Ranked Entropy Minimization for Continual Test-Time Adaptation

TL;DR

This work tackles instability in continual test-time adaptation (CTTA) by identifying entropy minimization (EM) collapse as a key problem and proposing Ranked Entropy Minimization (REM). REM introduces explicit mask chaining guided by vision-transformer attention to progressively increase input difficulty, paired with a masked-consistency loss $\mathcal{L}_{MCL}$ and an entropy-ranking loss $\mathcal{L}_{ERL}$, combined as $\mathcal{L}_{REM}=\mathcal{L}_{MCL}+\lambda\mathcal{L}_{ERL}$ to preserve prediction diversity while adapting online.
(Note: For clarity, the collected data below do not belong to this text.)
Issue #123, opened 2021-07-22
Padding transform


iver56:
This transform takes a fraction of the end or the start of the audio and treats that part as padding. We can implement several modes:

* constant (zero)
* edge - pads with the edge values of array
* wrap
* reflect

iver56:
See the explanation of modes here:

https://numpy.org/doc/stable/reference/generated/numpy.pad.html

I think wrap can also in some cases be called circular.

Hope this helps

PR #159, opened 2022-02-21
Add Padding

atamazian:
Attempt to implement https://github.com/iver56/audiomentations/issues/123.

### DIFF
--- a/audiomentations/augmentations/padding.py
+++ b/audiomentations/augmentations/padding.py
@@ -48,10 +48,16 @@ class Padding(BaseWaveformTransform):
             samples = samples[..., -skip_idx:]
        
         pad_width = orig_len - samples.shape[-1]
+        
         if n_channels > 1:
             if r < 0.5:
                 pad_width =  ((0, 0)*(n_channels-1), (pad_width, 0))
             else:
                 pad_width =  ((0, 0)*(n_channels-1), (0, pad_width))
+        else:
+            if r < 0.5:
+                pad_width = (pad_width, 0)
+            else:
+                pad_width = (0, pad_width)
         samples = np.pad(samples, pad_width, self.mode)
         return samples
--- a/audiomentations/augmentations/padding.py
+++ b/audiomentations/augmentations/padding.py
@@ -11,6 +11,10 @@ class Padding(BaseWaveformTransform):
     supports_multichannel = True
     
     def __init__(self, mode='constant', p=0.5):
+        """
+        :param mode: Padding mode. Must be one of 'constant', 'edge', 'wrap', 'reflect'
+        :param p: The probability of applying this transform
+        """
         super().__init__(p)
         self.mode = mode
 
--- a/audiomentations/augmentations/padding.py
+++ b/audiomentations/augmentations/padding.py
@@ -39,7 +39,7 @@ class Padding(BaseWaveformTransform):
         a = self.min_fraction*orig_len
         b = self.max_fraction*orig_len
         
-        skip_idx = int(np.random.uniform(a, b))
+        skip_idx = int(np.ceil(np.random.uniform(a, b)))
         r = np.random.random()
         if r < 0.5:
             samples = samples[..., :skip_idx]
--- a/audiomentations/augmentations/padding.py
+++ b/audiomentations/augmentations/padding.py
@@ -40,19 +40,18 @@ class Padding(BaseWaveformTransform):
         b = self.max_fraction*orig_len
         
         skip_idx = int(np.ceil(np.random.uniform(a, b)))
+   
         r = np.random.random()
         if r < 0.5:
             samples = samples[..., :skip_idx]
         else:
             samples = samples[..., -skip_idx:]
-            
+       
+        pad_width = orig_len - samples.shape[-1]
         if n_channels > 1:
-            pad_width =  ((0, 0)*(n_channels-1), (orig_len, orig_len - samples.shape[-1]))
-        else:
-            pad_width = orig_len - samples.shape[-1]
+            if r < 0.5:
+                pad_width =  ((0, 0)*(n_channels-1), (pad_width, 0))
+            else:
+                pad_width =  ((0, 0)*(n_channels-1), (0, pad_width))
         samples = np.pad(samples, pad_width, self.mode)
-        if r < 0.5:
-            samples = samples[..., :orig_len]
-        else:
-            samples = samples[..., -orig_len:]
         return samples
--- a/audiomentations/augmentations/padding.py
+++ b/audiomentations/augmentations/padding.py
@@ -19,13 +19,13 @@ class Padding(BaseWaveformTransform):
         skip_idx = np.random.randint(1, orig_len-1)
         r = np.random.random()
         if r < 0.5:
-            samples = samples[:skip_idx]
+            samples = samples[..., :skip_idx]
         else:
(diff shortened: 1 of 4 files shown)


iver56:
Hi :) Thanks for picking up this task! I have some feedback on your initial attempt:

The original idea was to pick a part of the start of the end (with random length), then discard that, and then pad the remaining audio so that it exactly compensate for the discarded part. In the end, the output audio (augmented audio) has the same length as the input audio.

Here's an example with illustration:

Pick an end time (pink vertical line). Then pretend that the pink part of the audio is the audio to pad (i.e. "discard" the gold-colored part). And then replace the gold-colored part of the audio with padding.

bilde

I can try to explain the main motivation for having such a transform. Some audio deep learning model architectures expect a fixed input length, for example 10 seconds. Then what happens if a user has a shorter audio? That shorter audio would have to be extended to 10 seconds to make it work in the model. There are several ways of doing this (fill in a zeroes, wrap, reflect, repeat...). If the model is trained on this particular way of getting input audio, then it will likely perform better on those short sounds.

If you could align your implementation with this idea, that would be nice!

audiomentations/augmentations/padding.py
```diff
@@ -0,0 +1,31 @@
...
+    """
+    
+    supports_multichannel = True
+    
+    def __init__(self, mode='constant', p=0.5):
+        super().__init__(p)
+        self.mode = mode
+
+    def apply(self, samples, sample_rate):
+        orig_len = len(samples)
```
iver56:
```suggestion
        orig_len = samples.shape[-1]
```

for multichannel support

audiomentations/augmentations/padding.py
```diff
@@ -0,0 +1,31 @@
...
+        skip_idx = np.random.randint(1, orig_len-1)
+        r = np.random.random()
+        if r < 0.5:
+            samples = samples[:skip_idx]
```
iver56, line 22:
```suggestion
            samples = samples[..., :skip_idx]
```

for multichannel support

iver56 (changes requested):
It could use a test that checks the multichannel (e.g. stereo) case works as expected

audiomentations/augmentations/padding.py
atamazian: Already done)

audiomentations/augmentations/padding.py
```diff
@@ -0,0 +1,31 @@
...
+
+    def apply(self, samples, sample_rate):
+        orig_len = samples.shape[-1]
+        skip_idx = np.random.randint(1, orig_len-1)
+        r = np.random.random()
+        if r < 0.5:
+            samples = samples[..., :skip_idx]
+        else:
+            samples = samples[..., -skip_idx:]
+        pad_width = orig_len - len(samples)
```
iver56, line 25:
```suggestion
        pad_width = orig_len - samples.shape[-1]
```

audiomentations/augmentations/padding.py
atamazian: Also done

audiomentations/augmentations/padding.py
atamazian: Also done

audiomentations/augmentations/padding.py
```diff
@@ -0,0 +1,31 @@
...
+class Padding(BaseWaveformTransform):
+    """
+    Apply padding to the audio signal -  take a fraction of the end or the start of the audio
+    and treat that part as padding.
+    """
+    
+    supports_multichannel = True
+    
+    def __init__(self, mode='constant', p=0.5):
+        super().__init__(p)
```
iver56, line 14: Write in a docstring what values can be used for `mode`

atamazian: How about allowing used of all numpy.pad modes, not just 4 mentioned earlier?

atamazian:
How about allowing usege of all numpy.pad modes, not just 4 mentioned earlier? I can write "Must be one of numpy.pad allowed modes" instead of "Must be one of 'constant', 'edge', 'wrap', 'reflect'"

iver56:
> How about allowing usage of all numpy.pad modes, not just 4 mentioned earlier? I can write "Must be one of numpy.pad allowed modes" instead of "Must be one of 'constant', 'edge', 'wrap', 'reflect'"

I can appreciate the idea, but I think that would add an extra burden to the user (the need to look up the numpy documentation), and also not all pad modes make sense in the audio/waveform space

atamazian:
I see. How about adding assert condition then? To prevent user from selecting unsuitable mode.

atamazian:
I think I know a reason for that. numpy.pad pads multi-dimensional array by all axes, while we need padding only on axis X.

atamazian:
Try now.

iver56:
Yep, that did the trick :)

Btw, I made a PR for you - it updates the demo script in your branch

https://github.com/atamazian/audiomentations/pull/1/files

I ran the demo script, and I think I identified a weakness in the transform: 3 out of 5 of the stereo files (when running with mode="constant") ended up becoming completely silent. Ideally, it should silence a _part of the audio_, but not the whole audio

bilde

atamazian:
Got it, I'll check it out. By the way, which limits you think would be the best for replacing signal's part?

atamazian:
I've added `min_fraction` and `max_fraction` parameters.

iver56:
Nice, I think that's better, but it still has issues where it takes away too much. E.g. see here, output from the demo script:

bilde

Maybe you can run the demo script on your end as well to reproduce it?

atamazian:
I'm working on it.

atamazian:
I'm also getting zero signals in some runs. I think it's because in some cases entire signal ends up skipped before padding.

atamazian:
Can you try now? I've rewritten the code, should be no such cases now.

iver56:
I agree, but now there seems to be a different issue: the outputs have different length

bilde

iver56:
I would definitely prefer having a output length, since this transform is mainly useful for models with constant input length. In other words, they can't use inputs of varying length. If you want, I can merge this now and massage it a bit some time before it gets released. Would you be okay with that?

atamazian:
I think the ouput array has the same length, as input, just part of it from left or right has zero values. Can you try `edge` option? It seems that you use some visualization tool I don't have.

atamazian:
As for merging, let's ensure that this transform works absolutely as intended. There's no need to rush.

iver56:
It's a program called Audacity :) It's free. You can drag in audio files there to visualize and play them.

iver56:
I tried with `edge` now, and it has the same issue

atamazian:
Great, I'll install it. I knew about it's existence, but never used.

atamazian:
OK, in that case it's an error. I'll look into it.

iver56:
It would be nice with a shape similarity check in the tests. I.e. check that the shape of the input ndarray is the same as the output ndarray

atamazian:
I found the error - pad_width was incorrectly calculated for mono audio. I've fixed that. As for test shape similarity check - it was present. It's just a forgot to check mono( I'll be more careful next time.

iver56:
Thanks for the contribution. I'll merge this now. As I said earlier, I might massage it a little bit before it gets released, so I'm confident that it's ready for prime time 😄

iver56 (approved):

Issue #150, opened 2022-02-10
Add unit tests for LowPassFilter


iver56:

iver56:
@mmxgn Do you want to do this?

PR #162, opened 2022-02-28
Add unit test for LowPassFilter transform

mmxgn:
What the title says. Copied and pasted from  TestHighPassFilterTransform but changed frequencies of interest, gains of interest, and tolerances accordingly.


iver56:
Nice :) This would close #150

PR #167, opened 2022-03-01
Add multichannel audio tests

mmxgn:
- Extend the tests to cover n channel cases instead of just two.
- Add missing multichannel test for the Lowpass filter


iver56:
Thanks :) This would be easier to get merged if it didn't also include the RoomSimulator code

mmxgn:
> Thanks :) This would be easier to get merged if it didn't also include the RoomSimulator code

Oops.

iver56 (approved):
Nice :)

PR #170, opened 2022-03-04
Add parameter signal_gain_in_db_during_noise in AddShortNoises

### LINKED ISSUE #160: Add "signal_gain_during_noise" in AddShortNoises
If we do this, AddShortNoises can be used to implement [InterruptPulse](https://github.com/iver56/audiomentations/pull/122) (by setting `signal_gain_during_noise` to some very low value)

It can then also be used to replace parts of the original signal with other sounds that should be considered signal

iver56:
This new feature can temporarily turn down the gain of the signal during the addition of a short noise. If we set the new gain param to a very low level, it can be used to _replace_ the signal with the noise. That could happen e.g. if a microphone wire gets disconnected (e.g. the singing vocal gets replaced by a buzzing sound)

Close #160


audiomentations/augmentations/add_short_noises.py
```diff
@@ -305,30 +325,35 @@ def apply(self, samples, sample_rate):
...
                     noise_samples = noise_samples * gain
 
-                    noise_placeholder[
-                        start_sample_index:end_sample_index
-                    ] += noise_samples
-        # Return a mix of the input sound and the added sounds
-        return samples + noise_placeholder
+                noise_placeholder[start_sample_index:end_sample_index] += noise_samples
+                if gain_signal:
+                    signal_mask[start_sample_index:end_sample_index] = np.maximum(
```
Cangonin, line 344: noise_gain only takes positive values from my understanding. And signal_mask contains only 0.  The np.maximum is not so useful here, no ?

tests/utils.py
```diff
@@ -19,3 +19,20 @@ def plot_matrix(matrix, output_image_path=None, vmin=None, vmax=None, title=None
     else:
         plt.show()
     plt.close(fig)
+
+
+def plot_waveforms(wf1, wf2=None, wf3=None, title="Untitled"):
```
Cangonin, line 24: I agree that this is useful. Where do you use it ?

Cangonin (approved):
Looks good to me. :)

audiomentations/augmentations/add_short_noises.py
iver56: Hmm, I think this is correct. It has to do with how we deal with the case when noises overlap. Let me try to illustrate

bilde

I'll do a few runs with plots and overlap to be sure

tests/utils.py
iver56: I used it temporarily in my code to check some things before I removed it again ^^ I might want to use it for development and debugging later

audiomentations/augmentations/add_short_noises.py
Cangonin: Oh yes, I see, I haven't thought about that case !

PR #508, opened 2018-05-24
Tidy up deprecated stuff

adgad:
* Remove bottle command, which is no longer used
* Remove old smoke docs
* Remove empty a11y file
* Remove deprecated --no-splunk option for configure
* Remove `next-build-tools` as a binary (had to keep nbt as it's still being used in places)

Across ImageNetC, CIFAR10C, and CIFAR100C CTTA benchmarks, REM delivers state-of-the-art or competitive accuracy with the efficiency of entropy-based methods and without requiring student-teacher ensembles, as evidenced by significant gains over source models and previous CTTA methods. The approach also demonstrates improved calibration and robust performance under various domain shifts, supporting its practical applicability for real-time, resource-constrained deployment. Overall, REM offers a principled, efficient pathway to stable continual test-time adaptation by jointly regulating prediction difficulty and entropy through a single, masked transformer model.

Abstract

Test-time adaptation aims to adapt to realistic environments in an online manner by learning during test time. Entropy minimization has emerged as a principal strategy for test-time adaptation due to its efficiency and adaptability. Nevertheless, it remains underexplored in continual test-time adaptation, where stability is more important. We observe that the entropy minimization method often suffers from model collapse, where the model converges to predicting a single class for all images due to a trivial solution. We propose ranked entropy minimization to mitigate the stability problem of the entropy minimization method and extend its applicability to continuous scenarios. Our approach explicitly structures the prediction difficulty through a progressive masking strategy. Specifically, it gradually aligns the model's probability distributions across different levels of prediction difficulty while preserving the rank order of entropy. The proposed method is extensively evaluated across various benchmarks, demonstrating its effectiveness through empirical results. Our code is available at https://github.com/pilsHan/rem

Figures (13)

• Figure 1: Our Intuition. We explicitly raise the prediction difficulty of the input images through the masking strategy. Based on the intuition that increased difficulty decreases prediction accuracy and increases entropy, we attempt to maintain a rank ordering of entropy while improving consistency from original to masked predictions. Our approach addresses the problem of model collapse in entropy minimization methods in a simple yet efficient way.
• Figure 2: Observation on model collapse in the entropy minimization approach. (a) Under the CTTA scenario, the EM approach (Tent) undergoes significant performance degradation at a critical point (adaptation order $T_3$, Impulse noise). (b) This phenomenon occurs because the model learns constant representations that do not depend on input images, leading to a collapse in prediction diversity. This is evidenced by class probabilities converging to a single point when visualized in a polar coordinate system. Our proposed method (REM) mitigates model collapse and maintains prediction diversity.
• Figure 3: Empirical study according to masking ratio. We report the changes in error and entropy as the masking ratio increases. Both entropy and error exhibit a monotone increasing trend with respect to the masking ratio, and we observe that linearity becomes more pronounced, especially in regions with lower masking ratios.
• Figure 4: Backward transfer analysis on ImageNetC. We compare the performance of CTTA approaches on previous domains.
• Figure 5: Adaptability analysis on ImageNetC under Gaussian noise corruption.